My next purchase will be the Humminbird with side-scan sonar.

Has anyone read anything about Lowrance and Eagle being purchase by another company?


----------



## Reelimpatient (Mar 21, 2009)

Hi Guys ! Was searching the net and ran across your thread on our Hot Spots Fishing Chip. Sorry, don't intend to spam the forum, but wanted to answer some of the thread.

Just to address some of the concerns on this discussion, and help if possible. The Hot Spots Fishing Chip is not 
connected with any map company. Our products are simple, effective and just plainperform, take a look at the testimonials on the site.As far as secret spots, we don't use that term much because if more than one person knows that spot, it's not secret. We have very little known but productive Fishing Hot spots ranging from North Carolina to the Texas coast, and soon to be California and Australia. We combine our Hot Spots with artificial reefs and wrecks to provide an angler with many choices while out fishing for the day. We have several customers in the Pensacola area, that have been happy with their purchase. We stand behind our products 100% and provide very good customer support. Most of the Hot Spots Fishing Chip's 16 areas around Florida contain between 120 & up to 880 fishing spots, depending on the area. 
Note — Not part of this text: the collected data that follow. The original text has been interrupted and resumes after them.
PR #3636, opened 2026-06-30
ci: add reusable workflow to build dynamic plugins container images

christoph-jerolimov:

Introduce build-container-image.yml that uses rhdh-cli to package and push workspace images to quay.io.

Wire it into CI for a per-PR build, and the release workflow for next and latest tags.

The per-PR images has a 2w expiry, next and images a 4w expiry.

**The images are build per workspace, not separated per package. The workspace is also added as a prefix to the tag, so that we don't need a quay repo per workspace. Feedback is very welcome for this. Both is different to the overlay build process but simplifies this, because rhdh-cli just builds all packages.**

:warning: Untested, and it includes a high risk that this could break the CI or release pipelines.

### DIFF
--- a/.github/workflows/build-container-image.yml
+++ b/.github/workflows/build-container-image.yml
@@ -1,0 +1,124 @@
+name: Build container image
+
+# Reusable workflow that builds a Red Hat Developer Hub dynamic plugins
+# container image for a single workspace using the rhdh-cli.
+# Adds a quay expiration label and pushes the image to the container registry.
+
+on:
+  workflow_call:
+    inputs:
+      workspace:
+        description: Name of the workspace to build an image for
+        required: true
+        type: string
+      tags:
+        description: >-
+          Space separated list of image tags (the part after the colon).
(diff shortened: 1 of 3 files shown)


.github/workflows/build-container-image.yml
```diff
@@ -0,0 +1,124 @@
...
+            podman tag "${PRIMARY_IMAGE}" "${REGISTRY}:${tag}"
+          done
+
+          # Hand the resolved tags over to the push step.
+          echo "RESOLVED_TAGS=${RESOLVED_TAGS}" >> "${GITHUB_ENV}"
+
+      - name: Push image to registry
+        env:
+          REGISTRY: ${{ inputs.registry }}
+          QUAY_USERNAME: ${{ secrets.QUAY_USERNAME }}
```
kadel, line 112: I think that this will not work.
This workflow is triggered from `ci.yaml` which is triggered by `on: pull_request`, this means that secrets won't be injected into this workflow.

I usually don't provide this much info in the first post of a forum where I am a new user. But just wanted to answer some questions for those of you in this thread. You guys have a great fishery there in Pensacola, go catch some fish! 

please contact usat the website if you have any questions


----------



## RUSTY (Oct 2, 2007)

Thanks for the info and Welcome.

Does it include any lakes in Alabama?


----------



## Reelimpatient (Mar 21, 2009)

Hi Rusty and thanks for the Welcome. Since there are others that specialize in the lakes, we opted to specialize in the Saltwater coastal and offshore areas.We produce them for up to 9 different brands of Marine GPS. 

Thanks


----------



## FishnGator (May 1, 2008)

I got mine a few weeks ago. The chip lists hundreds of reefs, wrecks and good fishing spots. I've only been out once and it was too rough to go out on the gulf so if it ever gets nice enough to go out I'll try out some of the spots. It looks pretty good though.


----------



## Brad King (Sep 30, 2007)

What was the Price again????? I may need to order one


----------



## DKFREE (Sep 1, 2008)

Just ordered mine and hope to try it out soon. With shipping and everything it was $66


----------



## Kim (Aug 5, 2008)

Those are all public numbers, from Mississippi to Florida there are 658 of them. I have all the card reader writers to put these on CF, SD or Garmin propriaty chips. If you guys want them have someone bring me the chips and pick them up, I'll transfer the numbers to them 10 bucks each.


----------



## DKFREE (Sep 1, 2008)

will that work in any gps?


----------



## Reelimpatient (Mar 21, 2009)

We make these for most Marine GPS's. If you need specific info, please feel free to contact us directly 

at sales @ bestgpsspots.com We're here toanswerquestions and providehelp in your selection of the right product.

Thanks ! 

Bill


----------



## DKFREE (Sep 1, 2008)

Just received my chip. As soon as the weather is ok to go out will use it and post my opinion


----------